The second objection concerns the wider, sectoral ambitions of India’s IT entrepreneurs who ideologise permission-less innovation. They argue that regulation will make them unable to compete globally. This is incorrect on several counts, beside being self-defeating. It ignores that privacy and data protection are inherent to the coming waves of innovation. Data protection will act as a regulatory springboard to the next generation of online products and services. This, in turn, will provide a cleaner, sustainable and rights-friendly alternative to the existing theology of treating data as a fossil fuel. If anything, “strong” data protection is beneficial for the long-term health of the technology sector by improving user trust and sectoral competitiveness.
If we hasten, we are sure to fall. Blind adoption of the GDPR would present immediate peril for several reasons. As an ambitious project, the text of the GDPR has tremendous breadth and is riddled with business exceptions which may provide porous sieves for personal data. While refinements may be incrementally made in Europe, we in India at the outset need to have foresight in adopting the drafting choices of a foreign, even if influential, text. For instance, two areas where concern arises are its impact on the right to free speech and expression and the right to information laws. A joint statement by two of the leading digital rights organisations, the Electronic Frontier Foundation and Article 19, have stated that in the context of the right to be forgotten, the GDPR “ poses a significant risk of misuse to stifle free expression online ”.

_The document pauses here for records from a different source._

PR #963, opened 2025-02-13
[shortfin-sd] Reusable service command buffers

monorimet:
This PR non-trivially restructures the SDXL inference process to interface with reusable command buffers.

At service startup, we attach to each fiber a set of reusable command buffers (a set of empty device arrays to be reused throughout the inference process), and upon assigning each exec request a fiber (now the "meta_fiber" equipped with command buffers), we pop an appropriate command buffer from the meta fiber, mount the command buffer on the request, and return the command buffer to the meta_fiber for reuse.

Each meta_fiber is equipped with an explicit number of command buffers, and if this count is exceeded by the number of InferenceExecProcesses assigned to the fiber, a new command buffer will be initialized ad-hoc. This _shouldn't_ happen if service is managed properly, as we shouldn't oversubscribe fibers too heavily (thundering herd).

These changes also simplify the request structure throughout the inference processor, operating on a _single_ request as opposed to a bundle. This greatly simplifies the work required to enable larger batch sizes, and reduces how much we need to handle program I/O during execution.

We also remove all `await device` usage where it wasn't required. It should only be used after VAE decode, where we are done with the GPU and need to use the result contents of a device->host transfer. fyi @daveliddell

### DIFF
--- a/shortfin/python/shortfin_apps/sd/components/messages.py
+++ b/shortfin/python/shortfin_apps/sd/components/messages.py
@@ -79,12 +79,10 @@ class InferenceExecRequest(sf.Message):
 
         # Denoise phase.
         self.sample = sample
+        self.guidance_scale = guidance_scale
         self.steps = steps
 
         # Decode phase.
-        self.denoised_latents = denoised_latents
-
-        # Postprocess.
         self.image_array = image_array
 
         self.result_image = None
@@ -166,15 +164,11 @@ class InferenceExecRequest(sf.Message):
                 meta = [self.width, self.height]
                 return required, meta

Much closer to home, there has been constant worry by activists defending the embattled Right to Information Act. Their prior experience makes them wary, as the judiciary has been frequently citing privacy to undermine government transparency. For instance, in Girish Deshpande v. Central Information Commissioner , the Supreme Court upheld an order denying access to the income tax returns of a public servant. Hence, every effort should be made that the motivation to correct the absence of a data protection law does not end up hurting individuals by making government opaque and unaccountable.
Synthesise carefully
As India stands at a crossroads, it should chart its course picking up the best ideas and practices that promote user control over data. This requires adaptation from both the U.S. and the GDPR. Our challenges are extensive, and our interests diverse. Here virtue lies in the humility to learn from others and care to protect our residents. As a public policy goal, we should borrow freely but use such knowledge within legal regulation to enlarge individual liberty.